Spendenaufruf für Anmietungen
Bei seinen Rundtelefonaten durch das jüdische Leben in Polen hat er gefragt: "Hört zu, wir wissen, was passieren wird, aber seid ihr bereit, diese Orte zu einem Zufluchtsort für Flüchtlinge zu machen? Alle haben natürlich 'Ja' gesagt. Ja, ja. Vor dem Krieg. Als er anfing, konnten wir sagen: okay, wir können Leute hierher und dorthin schicken, und jetzt sind wir im Grunde genommen voll."
Schudrich bittet deshalb um Spenden an die jüdischen Gemeinden von Warschau, um weiteren Wohnraum anmieten zu können. Doch auch das werde schwer, in Polen war der Immobilienmarkt schon vor dem Krieg angespannt. Sein Team will der Oberrabiner jetzt mit einem Wohnwagen an die polnisch-ukrainische Grenze schicken, um wenigstens eine Erstanlaufstelle für die Flüchtlinge anbieten zu können.
In der Zwischenzeit ist die "Jewish Agency for Israel" an den EU-Grenzen zur Ukraine präsent. Die Agentur bewerkstelligt vor allem Übersiedlungen nach Israel, will aber auch anderen gestrandeten Flüchtlingen der jüdischen Gemeinden in der Ukraine helfen. Sie hätten seit Kriegsbeginn "mehr als 6000 Menschen betreut", sagt Roman Polonski im Gespräch mit der DW. Der für die Länder der früheren Sowjetunion, Ostmitteleuropa und Deutschland zuständige Regionaldirektor steuert Helfer in Polen, Ungarn, Rumänien und der Republik Moldau.
Flüge auf dem Weg nach Israel
Anfang der Woche seien allein drei Flüge mit Flüchtenden aus der Ukraine von Budapest und Bukarest nach Israel gestartet. Mehr als 140 Busse seien bislang aus der Ukraine in EU-Staaten gelotst worden. Polonski und seine Mitarbeiter sind in Kontakt mit vielen Rabbinern in der Ukraine. Und dennoch kann auch er kein genaues Bild der humanitären Lage in den am meisten umkämpften Städten wie die Großstadt Charkiw zeichnen, die seit Tagen ein Flächenbombardement von Putins Truppen erleiden muss.

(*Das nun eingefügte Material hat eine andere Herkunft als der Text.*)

PR #3209, opened 2019-09-08
Add dynamic trading fee API support for cexio

BenjaminTrapani:


xchange-cexio/src/main/java/org/knowm/xchange/cexio/CexIOAdapters.java
```diff
@@ -356,4 +360,20 @@ private static CurrencyPair adaptCurrencyPair(String pair) {
     // Currency pair is in the format: "BCH:USD"
     return new CurrencyPair(pair.replace(":", "/"));
   }
+
+  private static Fee adaptFeeDetails(FeeDetails feeDetails) {
+    // It might be worth expanding the Fee structure in xchange-core to contain both buy and sell
+    // fees
```
walec51: interesting, does any other exchange have this type of separation of fees?

PR #3210, opened 2019-09-09
fix when check server time with proxy setting

nicqchen:


walec51:
build using maven to fix formatting and push it to this PR

timmolter:
please see: https://github.com/knowm/XChange/wiki/Code-Style. We can then see more clearly what your changes are. Thanks!

PR #5079, opened 2025-07-14
xchange-002: add default cast for instrument to currency pair

apwiegman:
Goal: add support in Bitso for getOrderBook by Instrument as support for getOrderBook by CurrencyPair has been deprecated


timmolter:
someone else had a different solution that's already been merged. Does it work for you?

PR #5089, opened 2025-07-16
[okx, okx-stream]

rizer1980:
draft, need test some time
[okx]
add setLeverage
add user reference id param to cancelOrder method
adaptTicker fix
[okx-stream]
add websocket stream get position changes
add websocket stream get user orders changes

some OkexAdapters fixs


rizer1980:
seems stable now

PR #5091, opened 2025-07-20
[bleutrade] Remove exchange

bigscoop:
Removed non-existing exchange `bleutrade`

https://www.cryptowisser.com/exchange/bleutrade/


timmolter:
https://www.cryptowisser.com/exchange-graveyard/

PR #5092, opened 2025-07-20
[cryptowatch] Remove exchange

bigscoop:
Looks like exchange was merged with kraken. 

https://cryptowat.ch/  leads to

https://blog.kraken.com/product/cryptowatch-to-sunset-kraken-pro-to-integrate-cryptowatch-features


timmolter:
@bigscoop it looks like bittrex is also dead: https://www.cryptowisser.com/exchange/bittrex/

bigscoop:
> @bigscoop it looks like bittrex is also dead: https://www.cryptowisser.com/exchange/bittrex/

@timmolter good catch. created https://github.com/knowm/XChange/pull/5095

PR #5117, opened 2025-08-20
[general] Move mockito dep to parent

bigscoop:
Moved `mockito-core` dependency with scope test to parent, since most of the modules are using it for the tests anyway


timmolter:
cool. please fix merge conflicts. Sorry.

PR #5133, opened 2025-09-12
[binance] websockets trade

rizer1980:
binance futures websocket trade:
*place(market nad limit) order
*change order
*cancel order
RateLimiters for this.
new UserTradeService for websocket trade
add support ed25519 keys support. It's need to UserTradeService one time login.


xchange-stream-binance/pom.xml
```diff
@@ -18,6 +18,12 @@
             <groupId>com.google.guava</groupId>
             <artifactId>guava</artifactId>
         </dependency>
+        <!-- https://mvnrepository.com/artifact/org.bouncycastle/bcpkix-jdk18on -->
+        <dependency>
+            <groupId>org.bouncycastle</groupId>
```
bigscoop: I think it is not needed here, since it comes as transitive dependency from `xchange-binance`

xchange-stream-binance/src/main/java/info/bitrich/xchangestream/binance/dto/trade/BinanceWebsocketLoginResponse.java
```diff
@@ -0,0 +1,23 @@
+package info.bitrich.xchangestream.binance.dto.trade;
+
+import com.fasterxml.jackson.annotation.JsonInclude;
+import lombok.AllArgsConstructor;
+import lombok.Builder;
+import lombok.Getter;
+import lombok.NoArgsConstructor;
+import lombok.ToString;
+
+@Getter
```
bigscoop: you can use `@Value` instead of `@Getter` + `@AllArgsConstructor` + `@ToString`

xchange-stream-binance/pom.xml
rizer1980: Thx. fixed

xchange-stream-binance/src/main/java/info/bitrich/xchangestream/binance/dto/trade/BinanceWebsocketLoginResponse.java
rizer1980: yeap. fixed

timmolter:
fix conflicts and I'll merge...

PR #5138, opened 2025-09-20
Kraken: Fixed parsing of instrument metadata

ivans083:


xchange-coinex/src/main/java/org/knowm/xchange/coinex/CoinexAdapters.java
```diff
@@ -111,6 +112,8 @@ public InstrumentMetaData toInstrumentMetaData(CoinexCurrencyPairInfo coinexCurr
         .minimumAmount(coinexCurrencyPairInfo.getMinAssetAmount())
         .volumeScale(coinexCurrencyPairInfo.getBaseCurrencyPrecision())
         .priceScale(coinexCurrencyPairInfo.getQuoteCurrencyPrecision())
+        .amountStepSize(BigDecimal.ONE.movePointLeft(coinexCurrencyPairInfo.getBaseCurrencyPrecision()))
+        .priceStepSize(BigDecimal.ONE.movePointLeft(coinexCurrencyPairInfo.getQuoteCurrencyPrecision()))
```
timmolter, line 116: what's the reason to not just change the base precision?

ivans083: yes I am inferring step size from precision, if that's the concern, as the best fallback possible the API allows. Ideally I'd like to have a BaseBroker request step size regardless the specific exchange implementation (being step size a more meaningful constraint than precision). I'd like to know your thoughts on how to approach this issue.

ivans083: another option would be to handle the fallback from the BaseBroker itself, although my reasoning was that if the exchange does not provide stepSize is likely because they allow any stepSize within the precision, therefore that calculation would fit fine.

timmolter:
all good. I didn't realize the value came from the exchange.

PR #5144, opened 2025-09-26
Sync fork issue

yanyasha228:


rizer1980:
Hello, may be add some description?

rizer1980 (commented):
We seem to have switched to java 11 not long ago

xchange-binance/src/main/java/org/knowm/xchange/binance/dto/trade/TimeInForce.java
```diff
@@ -7,7 +7,8 @@ public enum TimeInForce implements IOrderFlags {
   GTC,
   GTX,
   FOK,
-  IOC;
+  IOC,
+  GTE_GTC;
```
rizer1980: there is no GTE_GTC in Binance

PR #5165, opened 2025-10-08
[binance] Make concludeHostParams overridable to customize endpoints (private static → protected)

fiserro:
Summary

Change BinanceExchange#concludeHostParams from private static void to protected void so subclasses can override it. This enables adjusting sslUri (and related host params) before super.applySpecification(...) runs.

Change
```
- private static void concludeHostParams(ExchangeSpecification exchangeSpecification)
+ protected void concludeHostParams(ExchangeSpecification exchangeSpecification)

```
And it’s invoked from:

```
@Override
public void applySpecification(ExchangeSpecification exchangeSpecification) {
  concludeHostParams(exchangeSpecification);
  super.applySpecification(exchangeSpecification);
}
```

Motivation

In local and test environments, we run the app against a mock server / reverse proxy. With the current hard-coded endpoints, changing sslUri isn’t possible without altering core code. Allowing an override lets consumers redirect Binance endpoints (e.g., to a proxy) cleanly in a subclass.

Alternative considered

Expose all hard-coded endpoints via configuration and have BinanceExchange honor them. That would be more comprehensive but larger in scope. This PR is a low-hanging fruit that unblocks real use cases immediately with minimal surface change.

Backward compatibility

No public API removed; default behavior is unchanged unless overridden.

Moving from private static to protected does not break existing clients.

Example usage
```
public class BinanceExchangeProxy extends BinanceExchange {
  @Override
  protected void concludeHostParams(ExchangeSpecification spec) {
    spec.setSslUri("https://binance-proxy.test.mydomain.io:30443");
  }
}
```

Testing

Verified default flow keeps original endpoints.

Verified subclass can redirect sslUri to a mock/proxy and requests succeed.

### DIFF
--- a/xchange-binance/src/main/java/org/knowm/xchange/binance/BinanceExchange.java
+++ b/xchange-binance/src/main/java/org/knowm/xchange/binance/BinanceExchange.java
@@ -156,7 +156,7 @@ public class BinanceExchange extends BaseExchange implements Exchange {
   }
 
   /** Adjust host parameters depending on exchange specific parameters */
-  private static void concludeHostParams(ExchangeSpecification exchangeSpecification) {
+  protected void concludeHostParams(ExchangeSpecification exchangeSpecification) {
     if (exchangeSpecification.getExchangeSpecificParametersItem(EXCHANGE_TYPE) != null) {
       switch ((ExchangeType)
           exchangeSpecification.getExchangeSpecificParametersItem(EXCHANGE_TYPE)) {
--- a/xchange-bitmex/src/main/java/org/knowm/xchange/bitmex/BitmexExchange.java
+++ b/xchange-bitmex/src/main/java/org/knowm/xchange/bitmex/BitmexExchange.java
@@ -42,7 +42,7 @@ public class BitmexExchange extends BaseExchange {
       };
 
   /** Adjust host parameters depending on exchange specific parameters */
-  private static void concludeHostParams(ExchangeSpecification exchangeSpecification) {
+  protected void concludeHostParams(ExchangeSpecification exchangeSpecification) {
 
     if (exchangeSpecification.getExchangeSpecificParameters() != null) {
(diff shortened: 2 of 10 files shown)


bigscoop:
did you try creating the exchange like that?

```
            ExchangeSpecification exSpec = new ExchangeSpecification(BinanceExchange.class);
            exSpec.setSslUri("youproxy");
            var exchange = (BinanceExchange) ExchangeFactory.INSTANCE.createExchange(exSpec);


```

fiserro:
@bigscoop Yes, the problem is that I'd like to make it work for a sandbox as well, and the only way is not to set the EXCHANGE_TYPE parameter. What if somebody adds some logic expecting this parameter to be required. Or, there might be a default value in the future. It just seems to be too fragile to have a possibility of changing the sslUrl only if you didn't set the exchange type.
I don't really see any advantage of having that method private static

fiserro:
@bigscoop Changing the private static to protected is the easiest way, but I'm open to any other solutions. We can add a new parameter e.g. SKIP_CONCLUDE_HOST, or override the hardcoded URIs with parameters.

bigscoop:
ok, I see your point, don't see any problems then. 

May I ask you then to do the same for other exchanges that have the same private static method? I found 10 occurrences in total

fiserro:
Sure

fiserro:
@bigscoop I've changed all 10 private methods to protected

bigscoop:
thanks. looks good to me

fiserro:
@bigscoop, will you approve and merge, or should I take further action?

bigscoop:
@timmolter can do it

fiserro:
@timmolter hey Tim! 
Thank you for accepting my pull request. 
When do you guys plan to release a new version of Xchange?

timmolter:
I think I will soon

PR #5174, opened 2025-10-15
Improve the efficiency of StreamingAccountService when obtaining balances

tuxmonteiro:
Some exchanges (e.g., Kraken) deliver all balances when subscribing "balances," but the actual implementation requires multiple subscribes to get all account balances.
This PR proposes a more efficient approach by adding the "getBalancesChanges" method, returning Set<Balance> with all balances per currency.

### DIFF
--- a/xchange-stream-core/src/main/java/info/bitrich/xchangestream/core/StreamingAccountService.java
+++ b/xchange-stream-core/src/main/java/info/bitrich/xchangestream/core/StreamingAccountService.java
@@ -7,6 +7,8 @@ import org.knowm.xchange.exceptions.ExchangeSecurityException;
 import org.knowm.xchange.exceptions.NotYetImplementedForExchangeException;
 import org.knowm.xchange.service.account.AccountService;
 
+import java.util.Set;
+
 public interface StreamingAccountService {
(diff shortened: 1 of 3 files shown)


bigscoop:
`KrakenStreamingService` emits all the received balances as single messages, thus no payload is lost. You just getting the balances separately, but no payload is lost or skipped

tuxmonteiro:
Hi @bigscoop, thanks for your comment. I think my confusion is due to the fact that `KrakenDataMessage::getPayload` has the following code:
```java
  public T getPayload() {
    if (data != null && !data.isEmpty()) {
      return data.get(0);
    }
    return null;
  }
```
The 'data.get(0)' onlys get the first element (in this case, the first balance), appearing to discard the entire remaining list.

I've confirmed that this is not true and if the currency is null in `Observable<Balance> getBalanceChanges(Currency currency, Object... args)`, the actual code creates a balance stream (an observable event per balance), not losing the data provided by the subscription.

I'm proposing #5175  to document this behavior and help others with the same question.  Thanks again.

bigscoop:
great, thanks :+1:

PR #5197, opened 2025-10-28
[bybit]

rizer1980:
orderbookupdate timestamp add more precies timestamp 
according bybit docs, it must use in case of sync orderbooks and trades


timmolter:
check failing tests
> The failing job is caused by an assertion error in the adaptOrderBookTest method in BybitStreamAdaptersTest.java. The test expects orderBook.getTimeStamp().getTime() to be 1672304484978L, but the actual value is 1672304484976L—a mismatch of 2 milliseconds.

PR #5207, opened 2025-11-05
[bybit] websocket batch cancel order

rizer1980:
add websocket batch cancel order
add bybit user trade service ping pong


rizer1980:
ping

PR #72, opened 2020-01-29
main: accept input filename as bare argument; deprecate --input

### LINKED ISSUE #69: FCCT doesn't complain about extra command-line arguments

bgilbert:
Accept input filename as bare argument rather than requiring the `--input` option.  Continue accepting `--input` but hide it from `--help`.

Also, fail if we receive extra command-line arguments.

Fixes #69.  Depends on #70.

### DIFF
--- a/internal/main.go
+++ b/internal/main.go
@@ -44,9 +44,24 @@ func main() {
 	pflag.BoolVarP(&options.Strict, "strict", "s", false, "fail on any warning")
 	pflag.BoolVarP(&options.Pretty, "pretty", "p", false, "output formatted json")
 	pflag.StringVar(&input, "input", "", "read from input file instead of stdin")
+	pflag.Lookup("input").Deprecated = "specify filename directly on command line"
+	pflag.Lookup("input").Hidden = true
 	pflag.StringVarP(&output, "output", "o", "", "write to output file instead of stdout")
 
+	pflag.Usage = func() {
+		fmt.Fprintf(os.Stderr, "Usage: %s [options] [input-file]\n", os.Args[0])
+		fmt.Fprintf(os.Stderr, "Options:\n")
+		pflag.PrintDefaults()
+	}
 	pflag.Parse()
+
+	args := pflag.Args()
+	if len(args) == 1 && input == "" {
+		input = args[0]
+	} else if len(args) > 0 {
+		pflag.Usage()
+		os.Exit(2)
+	}
 
 	if helpFlag {
 		pflag.Usage()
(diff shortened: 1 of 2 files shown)


ashcrow:
https://github.com/coreos/fcct/pull/70 has merged.

bgilbert:
Rebased.

internal/main.go
```diff
@@ -43,11 +43,25 @@ func main() {
 	pflag.BoolVarP(&versionFlag, "version", "V", false, "print the version and exit")
 	pflag.BoolVarP(&options.Strict, "strict", "s", false, "fail on any warning")
 	pflag.BoolVarP(&options.Pretty, "pretty", "p", false, "output formatted json")
-	pflag.StringVar(&input, "input", "", "read from input file instead of stdin")
+	pflag.StringVar(&input, "input", "", "deprecated: read from input file instead of stdin")
+	pflag.Lookup("input").Hidden = true
```
jlebon: Note there's a `MarkDeprecated` we could use instead that hides it and also emits a deprecated message when used: https://github.com/coreos/mantle/pull/1151/commits/d9fb0d258cffcfe136ccc0e15e4c6476c500e754

bgilbert: `Deprecated` doesn't itself hide the option; we need both that and `Hidden`.

bgilbert:
Updated!

bgilbert:
Ah, sorry, I wasn't clear.  The last update sets both `Deprecated` and `Hidden` and that seems to work fine.

internal/main.go
jlebon: Hmm, weird. That's not what I'm seeing here:

```
{pet ~}$ plume pre-release --help |& grep channel
{pet ~}$ plume pre-release --help |& grep stream
  -S, --stream string             target stream (default "testing")
{pet ~}$ plume pre-release --channel foo --help |& grep stream
Flag --channel has been deprecated, use --stream instead
  -S, --stream string             target stream (default "testing")
```

bgilbert: Not sure.  `cobra` may drive `pflags` in a different way.  Anyway, the current arrangement seems to work.

PR #91, opened 2020-04-04
base/v0_2_exp: translate httpHeaders fields

bgilbert:


lucab:
[Please bear with me if the following is a dumb question]
Don't we have to wait for `3.1.0` Ignition schema in order to wire this here? Otherwise, won't this generate a `-experimental` version which eventually won't be accepted anymore by Ignition?

bgilbert:
FCCs are versioned.  Base `0.2-exp` is only used by FCCL `1.1.0-experimental`, which targets Ignition spec `3.1.0-experimental`.  FCCL `1.0.0` targets spec `3.0.0` and isn't affected by this PR.

lucab:
Yes, I'm only looking at the `1.1.0-experimental` -> `3.1.0-experimental` edge, which produces an output which is valid today but it won't be at an arbitrary point in the future.

But I take that this is already the case today, so overall it is not deemed a concern, right?
Other than this silly doubt of mine (about an already existing behavior), the PR looks fine.

bgilbert:
> Yes, I'm only looking at the `1.1.0-experimental` -> `3.1.0-experimental` edge, which produces an output which is valid today but it won't be at an arbitrary point in the future.

Yup, that's already the case, and is by design.

lucab:
LGTM, thanks for the concise/explicit walkthrough!

PR #93, opened 2020-04-06
config/common: validate duplicate keys

lucab:
This unifies the final validation step on the generated JSON config,
adding a duplicate check on keys which was previously missing and
only performed by Ignition.

Closes: https://github.com/coreos/fedora-coreos-tracker/issues/451

### DIFF
--- a/config/v1_0/fcos.go
+++ b/config/v1_0/fcos.go
@@ -77,10 +77,17 @@ func TranslateBytes(input []byte, options common.TranslateOptions) ([]byte, repo
 		return nil, r, err
 	}
 
-	second := validate.Validate(final, "json")
-	common.TranslateReportPaths(&second, translations)
-	second.Correlate(contextTree)
-	r.Merge(second)
+	// Check for invalid duplicated keys.
+	dupsReport := validate.ValidateCustom(final, "json", ignvalidate.ValidateDups)
+	common.TranslateReportPaths(&dupsReport, translations)
+	dupsReport.Correlate(contextTree)
+	r.Merge(dupsReport)
+
+	// Validate JSON semantics.
+	jsonReport := validate.Validate(final, "json")
+	common.TranslateReportPaths(&jsonReport, translations)
+	jsonReport.Correlate(contextTree)
+	r.Merge(jsonReport)
 
 	if r.IsFatal() {
 		return nil, r, common.ErrInvalidGeneratedConfig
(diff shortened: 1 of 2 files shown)


config/common/common.go
```diff
@@ -95,3 +97,18 @@ func TranslateReportPaths(r *report.Report, ts translate.TranslationSet) {
 		r.Entries[i].Context = context
 	}
 }
+
+// ValidateTranslated validates the final translated JSON config.
+func ValidateTranslated(r *report.Report, translated interface{}, contextTree tree.Node, ts translate.TranslationSet) {
```
bgilbert, line 102: The general pattern seems to be to return a `Report` and have the caller merge it.

We're open-coding the rest of `TranslateBytes` within each config version, so it seems a bit odd to abstract out this specific part.

config/common/common.go
```diff
@@ -95,3 +97,18 @@ func TranslateReportPaths(r *report.Report, ts translate.TranslationSet) {
...
+	// Check for invalid duplicated keys.
+	dupsReport := validate.ValidateCustom(translated, "json", ignvalidate.ValidateDups)
```
bgilbert, line 104: Self note: Ignition's `ValidateWithContext` utility function (which `ValidateTranslated` is partially reimplementing) calls `ValidateDups` _after_ `validate.Validate` but it probably doesn't matter.

config/common/common.go
lucab: I pushed a rebased version, but I'm not sure if your last sentence meant you'd prefer to get rid of this function and just have these few lines duplicated in the two callers.

bgilbert: Without a larger refactoring, I think I'd be in favor of duplicating the lines in the callers.  But I won't block on it.

config/common/common.go
```diff
@@ -95,3 +97,22 @@ func TranslateReportPaths(r *report.Report, ts translate.TranslationSet) {
 		r.Entries[i].Context = context
 	}
 }
+
+// ValidateTranslated validates the final translated JSON config.
+func ValidateTranslated(translated interface{}, contextTree tree.Node, ts translate.TranslationSet) report.Report {
+	outReport := report.Report{}
```
bgilbert, line 103: nit: Convention is to start from the first report returned by a callee.

config/common/common.go
lucab: There is possibly a larger rework to be done on Ignition side (I'm not sure why `ValidateWithContext` sidesteps the normal validation entrypoint), but I honestly got a bit lost in validation indirection layers trying to figure out where to best plug it.

lucab:
I've split back and duplicated the logic in the two callers. PTAL.

dustymabe:
trivial LGTM

PR #97, opened 2020-04-30
Update 1.1.0-exp for Resource type and SHA-256 verification support

bgilbert:


docs/configuration-v1_1-exp.md
```diff
@@ -14,14 +14,14 @@ The Fedora CoreOS configuration is a YAML document conforming to the following s
         * **name** (string): the header name.
         * **_value_** (string): the header contents.
       * **_verification_** (object): options related to the verification of the config.
-        * **_hash_** (string): the hash of the config, in the form `<type>-<value>` where type is `sha512`.
+        * **_hash_** (string): the hash of the config, in the form `<type>-<value>` where type is either `sha512` or `sha256`.
```
arithx, line 17: Is there anything preventing the use of `inline` for the old `ConfigReference` or `CaReference` portions or should that also be documented now?

bgilbert: Whoops, good catch.  Updated.

PR #99, opened 2020-05-05
base/v0_2: add sugar to embed Resource from a local file

bgilbert:
If `local` is specified instead of `source` or `inline`, read a local file from a base directory and encode it into a data URI.  We require the base directory to be specified on the command line, so that transpiling untrusted configs doesn't leak information from the host system by default.

This required plumbing an options struct into custom translators, and plumbing error returns (via a `report.Report`) back out.

Fixes https://github.com/coreos/fcct/issues/83.


config/common/common.go
```diff
@@ -33,9 +35,14 @@ var (
...
 )
 
+type BaseOptions = base.TranslateOptions
+type FCOSOptions = fcos.TranslateOptions
+
 type TranslateOptions struct {
 	Pretty bool
 	Strict bool
+	BaseOptions
+	FCOSOptions
```
lucab, line 45: I think this uninhabited and currently unused, embedded here only for future usage. Thus I'm wondering, how do you plan to wire distro-specific options to the CLI? Wouldn't it be enough to have a single set of options, mirroring what the CLI exposes (and only using the relevant subset in each distro)?

I know this fully-customizable approach looks enticing, but I'm wary of inducing a mess at the CLI-flags level.

bgilbert: I was expecting all options to be wired into the CLI equally, without distinguishing between distro-specific and generic ones.  You're right that that might have been confusing.  I've dropped the distro-specific options struct.

base/v0_2_exp/translate.go
```diff
@@ -100,6 +107,53 @@ func translateResource(from Resource, options base.TranslateOptions) (to types.R
...
+			return
+		}
+
+		infile, err := os.Open(filePath)
+		if err != nil {
+			r.AddOnError(c, err)
+			return
+		}
+		defer infile.Close()
+		contents, err := ioutil.ReadAll(infile)
```
arithx, line 143: Is there a particular reason to be opening the file manually and performing a `ReadAll` rather than a `ReadFile` call?

docs/configuration-v1_1-exp.md
```diff
@@ -9,16 +9,18 @@ The Fedora CoreOS configuration is a YAML document conforming to the following s
 * **ignition** (object): metadata about the configuration itself.
   * **_config_** (objects): options related to the configuration.
     * **_merge_** (list of objects): a list of the configs to be merged to the current config.
-      * **_source_** (string): the URL of the config. Supported schemes are `http`, `https`, `s3`, `tftp`, and [`data`][rfc2397]. Note: When using `http`, it is advisable to use the verification option to ensure the contents haven't been modified. Mutually exclusive with `inline`.
-      * **_inline_** (string): the contents of the config. Mutually exclusive with `source`.
+      * **_source_** (string): the URL of the config. Supported schemes are `http`, `https`, `s3`, `tftp`, and [`data`][rfc2397]. Note: When using `http`, it is advisable to use the verification option to ensure the contents haven't been modified. Mutually exclusive with `inline` and `local`.
+      * **_inline_** (string): the contents of the config. Mutually exclusive with `source` and `local`.
+      * **_local_** (string): a local path to the contents of the config. Mutually exclusive with `source` and `inline`.
```
arithx, line 14: Might be worth adding a mention to the `-d/--files-dir` requirement in the specification.

base/v0_2_exp/translate.go
bgilbert: Nope.  I haven't written Go in a while.  :slightly_smiling_face:

bgilbert:
Updated.

joyartoun:
Hi!
I am dependent on a release of fcct to be able to use this feature. Do you know when there will be a release?

/J

bgilbert:
@joyartoun Hopefully within the next couple weeks.

PR #100, opened 2020-05-05
base/v0_2: auto-select encoding for inline/local file contents

bgilbert:
Use base64 encoding if the result is smaller than URL escaping.  If the user didn't already enable compression, and base64-encoded gzip is smaller than the alternatives, use that instead.

All versions of Ignition that support spec 3.1.0 should support compression in data URLs.  Older versions don't, so limit this to base 0.2.

Depends on https://github.com/coreos/fcct/pull/99.  Fixes https://github.com/coreos/fcct/issues/94.

### DIFF
--- a/base/v0_2_exp/translate_test.go
+++ b/base/v0_2_exp/translate_test.go
@@ -64,23 +64,28 @@ func verifyTranslations(set translate.TranslationSet, exceptions ...translate.Tr
 
 // TestTranslateFile tests translating the ct storage.files.[i] entries to ignition storage.files.[i] entries.
 func TestTranslateFile(t *testing.T) {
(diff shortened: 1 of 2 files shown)


bgilbert:
Actually, the better approach is to automatically choose the smallest of three encodings: plain, base64, or gzip+base64.  Will update.

base/v0_2_exp/translate_test.go
```diff
@@ -339,7 +348,88 @@ func TestTranslateFile(t *testing.T) {
...
+				},
+				Append: []Resource{
+					{
+						// should compress
+						Local: util.StrToPtr("file-2"),
+					},
+					{
+						// should not compress
+						Local:       util.StrToPtr("file-2"),
+						Compression: util.StrToPtr("gzip"),
```
arithx, line 372: If I'm reading this right both this case & the one below shouldn't be compressed because they are specifying the compression. If so it might be more obvious to choose a different compression string to make it more obvious at a glance.

bgilbert:
Updated.

PR #101, opened 2020-05-07
Switch to final version of Ignition spec 3.1.0

bgilbert:
Switch FCC spec 1.1.0-experimental to produce stable spec 3.1.0 configs.  This breaks 1.1.0-experimental compatibility with Ignition < 2.3.0, which is permissible because we can break experimental FCC specs at any time.  In practice, https://github.com/coreos/fcct/pull/100 breaks `inline` in 1.1.0-experimental anyway for older versions of Ignition.

We'll support 3.2.0-experimental in 1.2.0-experimental, once 1.1.0 is stabilized.


jlebon:
Can we write down the semantics of how FCC spec versioning vs Ignition spec versioning match up in a document under `docs/`? (Or if it's already written somewhere else, let's put it under there?).

bgilbert:
@jlebon There's no general rule.  In each FCC spec doc, the description of the `version` attribute gives the corresponding Ignition spec version ([example](https://github.com/coreos/fcct/blob/master/docs/configuration-v1_1-exp.md)).

PR #102, opened 2020-05-09
base/v0_2: support inclusion of local directory trees

bgilbert:
Fixes https://github.com/coreos/fcct/issues/76.

I'm interested in feedback on whether `follow_symlinks` is a good idea.  It seems a bit odd to me to change  symlink behavior at the level of an entire tree, and I'm not sure whether there's enough of a use case to justify the feature.


ashcrow:
cc'ing @christianh814 too

base/v0_2_exp/translate.go
```diff
@@ -88,6 +95,23 @@ func translateIgnition(from Ignition, options base.TranslateOptions) (to types.I
 	return
 }
 
+func translateStorage(from Storage, options base.TranslateOptions) (to types.Storage, tm translate.TranslationSet, r report.Report) {
```
arithx, line 98: It doesn't feel great that we have to define a custom translator to just ignore a field that only exists in one struct. I get that we don't want to automatically silently ignore fields but maybe we can add another mechanism to explicitly say "we're handling this field elsewhere, please ignore it" when the general translator is passing through?

base/v0_2_exp/validate_test.go
```diff
@@ -134,3 +134,25 @@ func TestValidateResource(t *testing.T) {
...
+		},
+	}
+
+	for i, test := range tests {
+		actual := test.in.Validate(path.New("yaml"))
+		expected := report.Report{}
+		expected.AddOnError(path.New("yaml"), test.out)
+
+		if !reflect.DeepEqual(actual, expected) {
+			t.Errorf("#%d: expected %+v got %+v", i, expected, actual)
```
arithx, line 155: Should this not be using the `%v` formatting with calls to `format` on both `expected` & `actual` similar to what was done in one of the previous commits?

bgilbert:
Discussed feature scope OOB with @arithx, @cgwalters, @lucab, and @jlebon.  There's a rough consensus to provide basic functionality for now, with reasonable defaults, and defer additional functionality until later.  The existing `follow_symlinks` field is an unusual use case and adds complexity, so I'll remove it from this PR.  Taking file modes from the source tree is incompatible with keeping trees in Git, since Git only tracks the execute bit, so I'll change this PR to take only the execute bit from the tree.

Deferred functionality includes tree-level settings to:

- Override default user/group for the tree
  - Override functionality will require FCCT to create `directory` nodes (conditionally, to minimize Ignition config size)
  - Detection of per-node overrides requires some care; if an override specifies `user.id` we shouldn't apply a tree-level `user.name`
- Override default file/directory modes
  - E.g. `default_file_mode` and `default_directory_mode`, where the file mode is modified by the execute bit
- Set `overwrite` field
  - E.g. `overwrite_files_links`, skipping directories, since setting `overwrite` on directories will delete their contents
- Follow symlinks
  - This requires manually recursing into directory symlinks, since `filepath.Walk()` won't do it, and maintaining a set of visited nodes to detect infinite recursion

bgilbert:
Updated to drop `follow_symlinks`, set the output file mode to 0644 or 0755 depending on the execute bit of the source file, and address comments.

PR #107, opened 2020-05-27
Stabilize spec 1.1.0; create spec 1.2.0-experimental

bgilbert:


lucab:
LGTM, but leaving some space in case @arithx was planning to look at this.

I think it would be good (for both author and reviewers) to have a SOP document like we do for "stabilizing spec in Ignition" to follow along.

bgilbert:
Okay, will add the SOP in a followup.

In Charkiw und auch im südlicher gelegenen Dnipropetrowsk gab es vor dem Krieg mehrere große jüdische Gemeinden. Ihr genaues Schicksal im Moment – ungewiss. Dass hier überhaupt nach dem Ende der Sowjetunion wieder vitales jüdisch-religiöses Leben möglich werden konnte, hätte vor 30 Jahren niemand vorausgesagt. Und jetzt dieser Krieg. "Ich hoffe wir können bald die psychologische Betreuung für die Flüchtenden aus der Ukraine ausbauen", so Oberrabiner Michael Schudrich in Warschau.
Hoffen auf Wirkung der Sanktionen gegen Putin
Schudrich habe auch keine Antwort auf die Frage, wie es in der Ukraine auch noch zu diesem Krieg kommen konnte, sagt er. "Wir haben die Erfahrung aus dem 20. Jahrhundert, als Deutschland als kultivierteste, intellektuelle Nation den schlimmsten Völkermord der Geschichte begangen hat".
Die Ukraine war Schauplatz der größten Massenexekutionen der deutschen Wehrmacht an der jüdischen Bevölkerung. Es gibt keine jüdische Familie in der Ukraine, die nicht Angehörige im Holocaust verloren hat. Der Unterschied zu heute aber sei, dass die Welt doch etwas gelernt habe, so Schudrich: "Wenn Hitler die gleichen Sanktionen gehabt hätte, die Putin jetzt hat, hätte der Krieg ganz anders verlaufen können. Auch der Holocaust hätte ganz anders ausfallen können."